Setting Up the User Database
At the beginning of this chapter, we discussed having separate system and user databases, the idea being that we’d store system settings in one and user-specific data in the other. The reports are an obvious example of user-specific data; hence, the first thing that we need to do is get that database configured.
We’re going to configure the user database when the user logs on. (This makes sense, as it’s the first place that we know we have a valid user.)
The first thing that we need to do is modify LogonPageViewModel so that it sets up the database. As this operation to set up the database is a deep, application-level function, my proposal is that we build a method in StreetFooRuntime that handles a logon operation. One of the things that we’re going to do is keep track of the logon token returned by the server, and it makes more sense to keep this global. We’ll need to use this logon token when we ask for reports; otherwise, the server won’t know which account the report is for.

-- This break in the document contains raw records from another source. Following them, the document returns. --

PR #502, opened 2024-09-24
Advanced compression controls

### LINKED ISSUE #349: [Feature Request] Enabling uncompressed PNG support
Currently, `image` provides support for many PNG compression levels, all the way from Fast, Best, Huffman, and RLE.

However, according to the PNG specification, it is possible to store only uncompressed deflate blocks.

While this would be a niche feature addition, it would be very useful for scenarios where the highest encoding speed is required, as the encoding speed of uncompressed PNGs is obviously the highest among all other settings, and unlike PPM, we get greater compatibility with general software with it.

It shouldn't be too hard to add it to `image`'s PNG implementation, so hopefully it won't take too much time to do so.

Summary of feature request: Enabling/Implementing uncompressed PNG support for maximum encoding/decoding speed.

Example program of something that would heavily benefit from this:
https://github.com/shssoichiro/butter-video

Shnatsel:
Exposes advanced DEFLATE compression options. Supersedes #488, fixes #349.

Also adds an option for store-only compression, like #490, but without a semver break.

Expands roundtrip tests to cover more compression modes.

### Motivation

I am going to need this in [`wondermagick`](https://github.com/Shnatsel/wondermagick). I'll have to roughly match `imagemagick`'s own compression levels using controls over both filters and DEFLATE compression level.

### Why this API?

The API we have right now is a mix of high-level and low-level concepts. We only have a limited selection of DEFLATE compression levels, but also expose the full complexity of filter selection to the user without any heuristics and requiring the user deal with it.

Ideally we'd expose a high-level API with a few simple presets that take care of **both** DEFLATE and filtering, plus a separate low-level API that exposes the full complexity of DEFLATE and filtering options for users who do need it, such as `wondermagick`.

Evolving `Compression` to set the filter as well is an API break, but we can add the low-level API in a semver-compatible way, which is what this PR does.

### Semver and longevity

This API it can be easily evolved later: new modes can be easily added since the enum is marked `#[non_exhaustive]`, and removed modes can be marked `#[deprecated]` and mapped to the closest thing we do have.

The only observable change in behavior is converting from `Info` to `PartialInfo` and back will reset the `compression` field since it gets lowered to the advanced representation now, and that field is public. If that's an issue, I can make `PartialInfo` preserve the original compression setting.


Shnatsel:
PR for a nicer high-level API I mentioned in the description is now up: #503

Shnatsel:
We're doing semver-breaking changes now anyway, so I'm going to close this in favor of #503 which includes all of this and more.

We’ve already seen how to set up a database when we worked with SettingItem. This is essentially the same operation, just with a different POCO class.
NOTE
Again, a POCO class is a plain ol’ CLR object, meaning a class that has nothing special about it in terms of integrating with an ORM (i.e., no special base class, interface implementations, etc.).
Here’s the revised implementation of StreetFooRuntime, with some of the less relevant code omitted:
public static class StreetFooRuntime
{
// holds a reference to how we started...
public static string Module { get; private set; }
// holds a reference to the logon token...
internal static string LogonToken { get; private set; }
// holds a refrence to the database connections...
internal const string SystemDatabaseConnectionString =
"StreetFoo-system.db";
internal static string UserDatabaseConnectionString = null;
// starts the application/sets up state...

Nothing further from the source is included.